Из всех животных только шалашники научились создавать вещи, максимально приближенные к произведениям человеческого искусства. Художественное творчество этих птиц – продукт полового отбора, направляемого женским выбором партнера. Вклад самцов в потомство исключительно генетический: их творчество предназначено для ухаживаний и никак не способствует выживанию и заботе о детях. Огромные размеры шалашей, их симметричная форма и яркие цвета, возможно, отражают сенсорные смещения самок. Кроме того, строительство таких хижин затратно, а это делает их хорошими индикаторами приспособленности. Соорудить огромный шалаш, украсить его, постоянно обновлять ветшающий декор, оберегать украшения от кражи и порчи соперниками, пением и танцами привлекать к своему творению внимание самок – все это требует навыков, уймы времени и энергии. В брачный период самцы целыми днями возятся со своими шалашами и охраняют их от воров и вандалов.

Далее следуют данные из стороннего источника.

PR #743, opened 2026-09-13
feat(exec): expose optional process identity on terminal sessions

wolfy-j:
Managed terminal callers lose access to the optional host process identity when `attach_terminal()` transfers ownership from `exec.Process`. Add `TerminalSession:pid()` so a caller can record that identity for later reconciliation.

Attachment remains asynchronous. PID reads return a retryable unavailable error until startup completes, without acquiring the process startup lock; unsupported identity and failed startup remain explicit errors. The Lua result is `integer?` plus an optional error. A PID or terminal completion does not prove that a process group is gone.

Stacked on #726 (`feat/embedded-default-deployment-pr`) to match the terminal attachment API used by Bee. No remote-monitor or mesh changes.

Validation: affected exec and terminal proxy race suites pass; Go vet passes; repository-pinned golangci-lint v2.13.2 reports 0 issues. Tests cover exclusive PTY ownership, optional identity, delayed startup, failure, unsupported identity and typed guarded PID use. Bee's pinned toolchain builds with the composed patch; native window integration acceptance is still in progress.

### DIFF
--- a/runtime/lua/modules/exec/module_test.go
+++ b/runtime/lua/modules/exec/module_test.go
@@ -627,6 +627,13 @@ type mockPTYProcess struct{ mockProcess }
 
 func (*mockPTYProcess) Resize(int, int) error { return nil }
 
+type mockPTYIdentityProcess struct {
+	*mockPTYProcess
+	pid int
+}
+
+func (p *mockPTYIdentityProcess) Pid() (int, error) { return p.pid, nil }
+
 func TestTakePTYProcessTransfersExclusiveOwnership(t *testing.T) {
 	l := lua.NewState()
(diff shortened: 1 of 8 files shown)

Если бы самец атласного шалашника согласился дать интервью журналу “Артфорум”, он мог бы сказать примерно следующее: “Я чувствую непреодолимое стремление к самовыражению, к игре с цветом и формой ради них самих. Это необъяснимый, иррациональный позыв. Я не могу вспомнить, когда впервые ощутил неистовую жажду создавать насыщенные цветовые поля в контексте монументальной и в то же время минималистичной сцены, но, предаваясь этой страсти, я чувствую связь с чем-то бо́льшим, чем я сам. Увидев красивую орхидею высоко на дереве, я ощущаю, что просто обязан ей завладеть. Когда я замечаю, что какая-нибудь ракушка в моем творении лежит не на месте, я должен позиционировать ее правильно. Пусть райские птицы кичатся красивыми перьями – в этом нет творчества, это лишь примитивный инстинкт тела. По счастливой случайности дамы иногда посещают мою галерею и отдают должное моей работе, но насколько оскорбительна была бы мысль, что я творю ради продолжения рода. Мы живем в эру постфрейдизма и постмодернизма, когда грубые сексуальные метанарративы уже не могут считаться правдоподобным объяснением наших творческих импульсов”.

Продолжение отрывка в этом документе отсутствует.